Figure 57: An Interpreter for a Soundly Typed Language

Figure 53 also benefits from the absence of any checks in the primitive functions—except for the one that articulates the partial nature of our exponenation operator, which is precisely the only error listed in the theorem.

Stripping Types

The interpreter works on a type-free abstract syntax tree. Figure 58 displays the function that strips types from the source representation.

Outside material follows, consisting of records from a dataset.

Issue #785, opened 2020-06-19
Specify preferred language


DearRude:
Realized that Plume language interface is selected with browser language. This works pretty well but since Plume is federated, the probability for an instance to be regional is high; hence It's possible for an instance to be mostly used in one language.

It would be so useful if you could select interface language (or auto for normal way) of an instance in the `.env` file. 

I tried to implement it myself but since I couldn't understand how `lazy_static!` macro works, I was not able to contribute.

DearRude:
Any ideas?

igalic:
@DearRude why don't you open whatever you had as WIP PR, and we'll fix it up into usable shape together.!

DearRude:
Okay!

PR #792, opened 2020-06-23
Force interface language by config file

DearRude:
As explained in #785, trying to force the language interface which specified in `.env` file.

I tried the commented code below and re-compiled the front, but nothing happened. Since I didn't find any other piece which gets browser language, I assume my method of recompilation is flawed. (Only do `cargo web deploy -p plume-front --release`)

So I made this WIP PR as @igalic suggested. 😁

### DIFF
--- a/plume-front/src/main.rs
+++ b/plume-front/src/main.rs
@@ -46,6 +46,9 @@ lazy_static! {
         let lang = js! { return navigator.language }.into_string().unwrap();
         let lang = lang.splitn(2, '-').next().unwrap_or("en");
 
+        // Force a language (Add .env setting)
+        //let lang = "fa"; ???
+
         let english_position = catalogs
             .iter()
             .position(|(language_code, _)| *language_code == "en")


elegaanz:
The issue with the front-end is that it runs in the browser: it can't access the environment variables of the server.

I think the solution would be to:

Lectures/12/strip-types.rkt

  #lang racket
   
  (require "isl-as-data.rkt")
  (require "../6/rec-as-data.rkt")
   
  #; {TISL -> RecExpr}
  (define (strip-types isl)
    (match isl
      [(? string?)   isl]
      [(? integer?)  isl]
      [(tfun* x t b)
       (fun x (strip-types b))]
      [(tcall f a)   
       (call (strip-types f) (strip-types a))]
      [(tdecl f t rhs b)
       (decl f (strip-types rhs) (strip-types b))]
      [(tif-0 tst thn els)
       (if-0 (strip-types tst)
             (strip-types thn)
             (strip-types els))]))
   
  ;; - - - - - - - - - - - - - - - - - - - - - - - - - - - - - - - -
   
  (provide strip-types)
   

Figure 58: Translating from A Typed to an Untyped Language

In the mid 1990s, Harper, Lee, and Leroy launched a systematic research program to show that the compiler can rely on and exploit logical types if they are preserved across compilation phases. Northeastern’s very own Prof. Ahmed works in this tradition.

The strip-types function represents another deep programming-language idea:

The type-checking phase is completely separate from the interpretation phase.

Or in other words, logical types do not affect the behavior of programs.